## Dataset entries

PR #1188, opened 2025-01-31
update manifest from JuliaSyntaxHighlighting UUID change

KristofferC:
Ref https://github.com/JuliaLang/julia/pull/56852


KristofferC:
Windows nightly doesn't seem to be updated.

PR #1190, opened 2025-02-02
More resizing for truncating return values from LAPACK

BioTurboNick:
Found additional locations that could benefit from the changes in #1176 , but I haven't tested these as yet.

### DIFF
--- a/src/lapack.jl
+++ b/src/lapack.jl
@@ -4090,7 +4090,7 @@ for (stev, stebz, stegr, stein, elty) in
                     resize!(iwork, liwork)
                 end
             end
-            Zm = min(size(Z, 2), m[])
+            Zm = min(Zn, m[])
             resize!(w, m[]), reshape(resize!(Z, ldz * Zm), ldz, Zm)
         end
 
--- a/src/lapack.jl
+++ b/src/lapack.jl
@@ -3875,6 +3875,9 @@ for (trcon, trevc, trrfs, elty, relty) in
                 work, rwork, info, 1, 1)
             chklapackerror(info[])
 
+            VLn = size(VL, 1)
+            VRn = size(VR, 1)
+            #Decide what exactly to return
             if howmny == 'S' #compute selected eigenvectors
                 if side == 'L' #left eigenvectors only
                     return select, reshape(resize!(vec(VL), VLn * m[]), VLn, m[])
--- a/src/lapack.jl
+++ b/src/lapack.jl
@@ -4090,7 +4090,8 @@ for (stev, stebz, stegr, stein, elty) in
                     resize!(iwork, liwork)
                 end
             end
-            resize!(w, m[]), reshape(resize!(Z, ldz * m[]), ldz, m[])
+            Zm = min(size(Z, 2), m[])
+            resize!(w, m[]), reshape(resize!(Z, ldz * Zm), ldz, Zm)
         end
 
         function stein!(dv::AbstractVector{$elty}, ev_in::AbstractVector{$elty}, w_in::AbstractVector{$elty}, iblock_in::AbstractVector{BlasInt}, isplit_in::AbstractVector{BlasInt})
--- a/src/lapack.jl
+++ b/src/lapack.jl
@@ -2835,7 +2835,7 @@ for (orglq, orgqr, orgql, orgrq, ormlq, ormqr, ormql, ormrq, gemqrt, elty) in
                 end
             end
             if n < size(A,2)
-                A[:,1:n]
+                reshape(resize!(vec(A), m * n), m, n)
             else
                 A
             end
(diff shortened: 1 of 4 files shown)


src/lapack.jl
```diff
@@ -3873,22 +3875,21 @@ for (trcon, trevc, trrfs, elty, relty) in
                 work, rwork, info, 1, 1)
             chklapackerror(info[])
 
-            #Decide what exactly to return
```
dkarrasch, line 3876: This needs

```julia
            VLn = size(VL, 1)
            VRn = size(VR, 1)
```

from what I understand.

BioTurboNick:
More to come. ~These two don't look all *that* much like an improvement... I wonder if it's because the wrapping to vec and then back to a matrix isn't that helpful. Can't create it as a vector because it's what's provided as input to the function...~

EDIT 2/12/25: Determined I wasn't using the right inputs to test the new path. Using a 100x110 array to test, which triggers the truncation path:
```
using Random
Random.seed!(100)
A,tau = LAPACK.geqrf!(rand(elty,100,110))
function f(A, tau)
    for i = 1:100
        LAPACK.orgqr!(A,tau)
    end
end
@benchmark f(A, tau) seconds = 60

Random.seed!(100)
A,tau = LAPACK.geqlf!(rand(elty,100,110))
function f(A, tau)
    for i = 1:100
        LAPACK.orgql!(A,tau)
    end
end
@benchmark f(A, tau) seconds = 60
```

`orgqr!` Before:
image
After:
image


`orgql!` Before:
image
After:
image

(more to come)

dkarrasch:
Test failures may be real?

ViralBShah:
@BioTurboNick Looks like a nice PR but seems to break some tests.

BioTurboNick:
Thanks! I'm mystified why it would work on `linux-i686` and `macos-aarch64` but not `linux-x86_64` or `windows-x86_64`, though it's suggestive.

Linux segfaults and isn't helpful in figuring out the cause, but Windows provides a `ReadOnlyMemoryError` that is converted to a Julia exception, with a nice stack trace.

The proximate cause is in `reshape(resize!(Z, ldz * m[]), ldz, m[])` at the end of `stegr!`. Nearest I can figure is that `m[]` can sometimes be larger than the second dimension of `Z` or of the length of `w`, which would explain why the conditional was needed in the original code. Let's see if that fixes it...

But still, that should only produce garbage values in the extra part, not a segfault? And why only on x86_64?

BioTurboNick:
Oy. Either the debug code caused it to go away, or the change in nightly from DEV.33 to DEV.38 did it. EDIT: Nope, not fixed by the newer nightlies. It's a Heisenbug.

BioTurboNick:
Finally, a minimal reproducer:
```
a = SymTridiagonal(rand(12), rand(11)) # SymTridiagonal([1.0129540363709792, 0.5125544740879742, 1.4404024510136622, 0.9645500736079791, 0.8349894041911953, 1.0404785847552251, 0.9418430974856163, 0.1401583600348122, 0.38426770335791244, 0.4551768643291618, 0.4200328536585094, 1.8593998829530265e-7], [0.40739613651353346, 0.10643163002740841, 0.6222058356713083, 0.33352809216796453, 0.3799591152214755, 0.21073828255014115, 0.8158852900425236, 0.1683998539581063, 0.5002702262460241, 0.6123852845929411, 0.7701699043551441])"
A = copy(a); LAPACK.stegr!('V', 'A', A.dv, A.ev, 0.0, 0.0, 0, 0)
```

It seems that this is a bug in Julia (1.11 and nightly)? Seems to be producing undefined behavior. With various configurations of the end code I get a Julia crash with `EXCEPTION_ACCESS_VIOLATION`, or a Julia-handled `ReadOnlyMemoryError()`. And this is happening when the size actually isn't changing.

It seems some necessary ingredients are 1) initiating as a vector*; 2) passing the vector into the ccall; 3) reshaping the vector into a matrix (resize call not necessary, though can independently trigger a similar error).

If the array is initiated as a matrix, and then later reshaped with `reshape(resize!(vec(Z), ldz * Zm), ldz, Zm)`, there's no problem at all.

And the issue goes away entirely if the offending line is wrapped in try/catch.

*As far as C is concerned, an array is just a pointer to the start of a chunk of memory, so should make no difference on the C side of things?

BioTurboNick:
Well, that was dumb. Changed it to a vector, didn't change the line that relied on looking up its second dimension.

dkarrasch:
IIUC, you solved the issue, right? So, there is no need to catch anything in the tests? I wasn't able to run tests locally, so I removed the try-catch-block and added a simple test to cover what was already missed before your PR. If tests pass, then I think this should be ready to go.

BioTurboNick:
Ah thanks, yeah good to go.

## Problem to solve
Using the entries, return every line where the word "seems" can be found.

## Your response
@BioTurboNick Looks like a nice PR but seems to break some tests.
It seems that this is a bug in Julia (1.11 and nightly)? Seems to be producing undefined behavior. With various configurations of the end code I get a Julia crash with `EXCEPTION_ACCESS_VIOLATION`, or a Julia-handled `ReadOnlyMemoryError()`. And this is happening when the size actually isn't changing.
It seems some necessary ingredients are 1) initiating as a vector*; 2) passing the vector into the ccall; 3) reshaping the vector into a matrix (resize call not necessary, though can independently trigger a similar error).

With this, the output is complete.